More tax breaks appear likely Congress may even smile on a deduction for real estate losses


BESIDES CAPITAL gains relief on the profits when they sell their residences, American homeowners can look forward to several other tax-related benefits that appear likely to flow from the Republican-controlled 105th Congress that convenes in January.

Here's a quick tax update based on discussions with congressional staff members:

Tax relief for owners who incur losses when they sell their houses. Advocated for years by Rep. Bill Archer -- the Texas Republican who chairs the powerful tax-writing Ways and Means Committee -- the home-sale loss concept is a good bet for inclusion in the first major tax bill to move from the committee. It would be of help to thousands of homeowners in areas of the country that have experienced wide fluctuations in real estate values during recent years -- particularly in the Northeast, California and Texas.

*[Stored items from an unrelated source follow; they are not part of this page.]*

PR #287, opened 2022-08-03
feature: drain

chriswldenyer:
Add APIs to drain a node.
Drain is not yet fully implemented - what is missing is the reconciler that moves nexuses to another node, which is dependent on HA being implemented.
With this PR, drain labels are now stored in the core agent and perform the same cordoning function as cordon labels but also flag that a drain is to be undertaken.
The Node object returned from the core-agent now includes a DrainStatus field which is one of:
NotDraining
Draining
Drained
dependent on the presence of nexuses and drain labels on the node.
    kubectl-plugin drain node <node id> <drain label>
and cancels it via:
    kubectl-plugin uncordon node <node id> <drain label>

A new option --show-drain when used with "get node" or "get nodes" will display the drain labels and the state.
When used with "get nodes" only nodes that are in Draining or Drained state are listed.

### DIFF
--- a/common/src/types/v0/store/node.rs
+++ b/common/src/types/v0/store/node.rs
@@ -37,7 +37,11 @@ pub struct NodeSpec {
     /// Cordon labels.
     #[serde(default)] // Ensure backwards compatibility in etcd when upgrading.
     cordon_labels: Vec<String>,
+    /// Drain labels.
+    #[serde(default)] // Ensure backwards compatibility in etcd when upgrading.
+    drain_labels: Vec<String>,
 }
+
 impl NodeSpec {
     /// Return a new `Self`
     pub fn new(
@@ -45,12 +49,14 @@ impl NodeSpec {
         endpoint: String,
         labels: NodeLabels,
         cordon_label: Option<Vec<String>>,
+        drain_label: Option<Vec<String>>,
     ) -> Self {
         Self {
             id,
             endpoint,
             labels,
             cordon_labels: cordon_label.unwrap_or_default(),
+            drain_labels: drain_label.unwrap_or_default(),
         }
     }
     /// Node identification
@@ -73,25 +79,49 @@ impl NodeSpec {
     pub fn cordon(&mut self, label: String) {
         self.cordon_labels.push(label);
     }
+    /// Drain node by applying the drain label.
+    pub fn drain(&mut self, label: String) {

Under current law, when you sell a house for a big loss because the local market cratered, you get no tax relief. That's because losses on home sales don't count as capital losses for federal tax purposes. Unlike, say, a capital loss you take on stock sales, you can't deduct a home-sale loss against capital gains in the same year. Lose $30,000 on a home sale and you can't deduct it against anything. Lose $30,000 on stocks and you can write it off against whatever capital gains you've had in the same year. Plus you can take up to $3,000 of capital losses per year and write them off against regular income from your salary.

Under the Archer plan you would be able to treat your home-sale losses as capital losses. Say, for example, you lost $20,000 on the sale of your house. In the same year, you happen to have capital gains of $10,000 from the sale of stock. Under the bill, you could zero out the taxes due on the stock sale gains, using $10,000 of your $20,000 of home-sale losses. You could also write off $3,000 against ordinary income, leaving you with $7,000 in losses to roll over into future tax years.

Retirement-fund reform for first-time home-purchase down payments. Just as Ways and Means Chairman Archer has pushed capital-loss relief for years, so has his Senate counterpart -- William V. Roth Jr., the Delaware Republican who chairs the Finance Committee -- advocated opening up individual retirement accounts (IRAs) for penalty-free down payment assistance to new homebuyers.

Roth is virtually certain to reintroduce his plan from the 104th Congress that would allow parents or grandparents to tap their retirement accounts -- IRAs and 401(k) employee benefit plans -- to help their children or grandchildren make a first down payment. Currently, a withdrawal from an IRA for such a gift warrants a 10 percent tax penalty on top of regular income tax.

If Roth's program makes it through Congress in the new session, tax-assisted, cross-generational down payment gifts -- or loans -- for homebuyers could become widespread among baby boomers and their generation of first-time purchasers. Watch out, though, for the House, or even the Clinton administration, to push for less-sweeping IRA reforms than those pushed by Roth.

House Republicans may prefer a plan that would not allow IRA-tapping for cross-generational down payments, but instead permit buyers to simply draw from their own retirement accounts, penalty-free, for their home purchases. Since the heftiest retirement accounts tend to be in the hands of older workers, such a plan probably wouldn't be of much help to a typical young person trying to scrape together a down payment.

Elimination of the "tainted spouse" and other real estate tax code anomalies. If a compromise version of the Dole-Clinton capital gains proposal passes Congress, it's certain to jettison a variety of complicated, and widely misunderstood, tax code provisions that have dogged homeowners for years.

These include the penalization of divorced or widowed spouses who have already used the $125,000 one-time, tax-free exclusion of gains for sellers 55 years and older, and then marry a homeowner who hasn't. Under current law, the individual who has made use of the exclusion is forever tainted -- like Hawthorne's Hester Prynne -- and any subsequent spouse cannot use the exclusion while married to the tainted taxpayer.